Prof. Dr. Franzis Preckel received her doctorate in Psychology (funded by the German National Merit Foundation) on the assessment of intellectual giftedness from the Westfaelische-Wilhelms-University in Muenster, Germany. From 2003 to 2006 she was assistant professor and head of the Counseling Center for the Gifted and Talented at the Department of Psychology of the Ludwig-Maximilians-University in Munich. In 2006 she became full professor of giftedness research and education at the University of Trier, Germany. Her main research interests are intelligence, giftedness, and factors influencing talent development. She is supervising PhDs and post-docs in the field of giftedness research and education. Franzis Preckel has published her research in more than 100 papers, books, and book chapters and over 70 presentations at international and national conferences.

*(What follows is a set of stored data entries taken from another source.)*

PR #73, opened 2024-06-27
[ENG-5730][ENG-5731] gravyvalet code docs

aaxelb:
- use `pdoc` to generate code docs from docstrings
- update `__all__` usage (since it tells pdoc what (not) to include), especially replace `__all__ = ()` with docstring
- add `gravyvalet_code_docs/build.py` to generate docs; run from Dockerfile for non-dev builds
- improve docstrings and readmes (readsme?)
- generated docs currently available at `/docs` (redirects to `/static/gravyvalet_code_docs/index.html`, but let's use `/docs` in links)
- see built docs at https://addons.staging.osf.io/docs

[ENG-5730]
[ENG-5731]

[ENG-5730]: https://openscience.atlassian.net/browse/ENG-5730?atlOrigin=eyJpIjoiNWRkNTljNzYxNjVmNDY3MDlhMDU5Y2ZhYzA5YTRkZjUiLCJwIjoiZ2l0aHViLWNvbS1KU1cifQ
[ENG-5731]: https://openscience.atlassian.net/browse/ENG-5731?atlOrigin=eyJpIjoiNWRkNTljNzYxNjVmNDY3MDlhMDU5Y2ZhYzA5YTRkZjUiLCJwIjoiZ2l0aHViLWNvbS1KU1cifQ

### DIFF
--- a/addon_service/common/network.py
+++ b/addon_service/common/network.py
@@ -55,6 +55,8 @@ class _AiohttpResponseInfo(HttpResponseInfo):
 
 
 class GravyvaletHttpRequestor(HttpRequestor):
+    """an `HttpRequestor` implementation using aiohttp"""
+
     # abstract property from HttpRequestor:
     response_info_cls = _AiohttpResponseInfo
 
--- a/addon_service/common/network.py
+++ b/addon_service/common/network.py
@@ -12,15 +12,18 @@ from urllib.parse import (
 import aiohttp
 from asgiref.sync import sync_to_async
 
-from addon_service import models as db
 from addon_service.common import exceptions
 from addon_service.common.credentials_formats import CredentialsFormats
-from addon_toolkit.constrained_network import (
+from addon_toolkit.constrained_network.http import (
     HttpRequestInfo,
     HttpRequestor,
     HttpResponseInfo,
 )
 from addon_toolkit.iri_utils import Multidict
+
+
+if typing.TYPE_CHECKING:
+    from addon_service.models import AuthorizedStorageAccount
 
 
 __all__ = ("GravyvaletHttpRequestor",)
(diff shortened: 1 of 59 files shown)


adlius (approved):

jwalz:
A thing that I'm noticing: the docs for Django/DRF related things are inheriting a lot of fundamentally un-useful descriptors (for instance, every single field says "A wrapper for a deferred-loading field. When the value is read from this object the first time, the query is executed."). Any way to omit those and/or to surface helpful comments of our own articulating the purpose of each field?

addon_service/common/network.py
```diff
@@ -60,7 +63,7 @@ def __init__(
         *,
         client_session: aiohttp.ClientSession,
         prefix_url: str,
-        account: db.AuthorizedStorageAccount,
+        account: "AuthorizedStorageAccount",
```
jwalz, line 66: I *think* that newer versions of python don't require the quotes -- though it may still require a `from __future__ import annotations` to omit them?

addon_service/common/network.py
```diff
@@ -12,17 +12,20 @@
...
+from addon_toolkit.constrained_network.http import (
     HttpRequestInfo,
     HttpRequestor,
     HttpResponseInfo,
 )
 from addon_toolkit.iri_utils import Multidict
 
 
+if typing.TYPE_CHECKING:
+    from addon_service.models import AuthorizedStorageAccount
```
jwalz, line 26: 🎉 🎉 🎉

aaxelb:
> A thing that I'm noticing: the docs for Django/DRF related things are inheriting a lot of fundamentally un-useful descriptors (for instance, every single field says "A wrapper for a deferred-loading field. When the value is read from this object the first time, the query is executed."). Any way to omit those and/or to surface helpful comments of our own articulating the purpose of each field?

yeah that's no good... could either exclude those modules or add explicit docstrings to every field (tho nonstandard, pdoc does support a docstring on the line after each class attribute)

excluding the modules is probably much easier, so i ask: is there value in these kinds of code docs for models, viewsets, and serializers? or would those be better replaced by json-ful api docs?

addon_service/common/network.py
aaxelb: ohh, for some reason i thought `from __future__ import annotations` was for use in older versions to get current behavior (the _past_'s future), but yeah that's exactly what should do here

Dr. Ann Robinson is Past President of the National Association for Gifted Children (NAGC) in the USA, and a former editor of Gifted Child Quarterly. She has received the Early Leader, the Early Scholar, the Distinguished Service and Distinguished Scholar Awards from the Association. Ann is currently a Professor of Educational Psychology and Founding Director of the Jodie Mahony Center for Gifted Education at the University of Arkansas at Little Rock. Before she began working with teachers at the university level, she taught high school English and elementary enrichment classes in grades three through six. Over the course of her academic career, Ann has secured over $20 million in external funding including three Jacob K. Javits demonstration projects in curriculum, instruction, and evaluation. She presents and consults internationally and has held visiting appointments at Wolfson College and the Cambridge Institute of Education, University of Cambridge (U.K.), University of Brunel (U.K.), Monash University (Australia), and the University of New South Wales (Australia). With Bruce Shore, she co-authored two books on practices in gifted education: Recommended Practices in Gifted Education: A Critical Analysis, Teachers College Press, and Best Practices in Gifted Education: An Evidence-based Guide, Prufrock Press. Her most recent book is A Century of Contributions to Gifted Education: Illuminating Lives.

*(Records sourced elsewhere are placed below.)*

PR #74, opened 2024-06-27
fixups for deployment

aaxelb:
- stop raising error on missing GRAVYVALET_ENCRYPT_SECRET in app.settings (or, if DEBUG, defaulting to a bad secret) -- allow it to be `None`
- give a helpful error when trying to encrypt/decrypt without GRAVYVALET_ENCRYPT_SECRET
- set a fake GRAVYVALET_ENCRYPT_SECRET in docker-compose.yml for local dev use with made-up data
- use fake GRAVYVALET_ENCRYPT_SECRET in tests
- set STATIC_ROOT (for `manage.py collectstatic`)
- add `rotate_encryption` management command (schedules a celery task)
- add sentry_sdk


addon_service/authorized_storage_account/serializers.py
```diff
@@ -39,7 +39,7 @@ def __init__(self, *args, **kwargs):
         view_name=view_names.detail_view(RESOURCE_TYPE), required=False
     )
     display_name = serializers.CharField(
-        allow_blank=True, required=False, max_length=256
+        allow_blank=True, allow_null=True, required=False, max_length=256
```
jwalz, line 42: nit: is there a reason for this to be nullable vs having a default `""`? i.e. do we need to distinguish between the differing empty values?

aaxelb: i encountered the frontend sending `display_name: null`, which i think would error without `allow_null=True` (tho could also talk about a frontend fix)

jwalz: I missed that this was in the serializer, so I retract my complaint. That said, I *think* that `required=False` will just not load it into `validated_data` if it's `None`? I know that `required=False` won't include a `None` value in the serialized output, but not sure if that behavior is bi-directional...

addon_service/authorized_storage_account/serializers.py
```diff
@@ -112,6 +112,26 @@ def create(self, validated_data):
 
         return authorized_account
 
+    def update(self, instance, validated_data):
```
jwalz, line 115: Do we want to do the work to complain if we're given values to update that aren't supported?

jwalz: (this is an actual question, not midwestern passive aggression)

aaxelb: hmm could do... tho unfortunately, ember-data doesn't (iirc) have a sense of "read-only" or "write-once-on-create" attributes, so all fields are included on every PATCH -- could add frontend work to avoid that, but seems easier to ignore non-updatable fields (leaning toward permissiveness in what we accept)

M. Alexandra Vuyk, Ph.D., is an Assistant Professor of Psychology in the Department of Psychology and the Department of Graduate Studies and Research at the School of Philosophy and Human Sciences, at the Universidad Católica Nuestra Señora de la Asunción in Asunción, Paraguay. Research interests include social and emotional development of intellectually and creatively gifted individuals, creative and non-linear career paths, and personality traits related to these paths. She holds degrees from the University of Kansas (Ph.D. and M.S., Counseling Psychology) and Emporia State University (M.S., Special Education in Gifted, Talented and Creative; B.S., Psychology and Philosophy). Dr. Vuyk started the first gifted program in Paraguay at Colegio Santa Elena, a private K-12 school. She leads research on giftedness and mathematical talent at OMAPA, organization in charge of Math Olympics and educational projects in Paraguay, and is a researcher ranked at the second-highest level at the Paraguayan National Council for Science and Technology, where she evaluates large-scale grant proposals and research programs.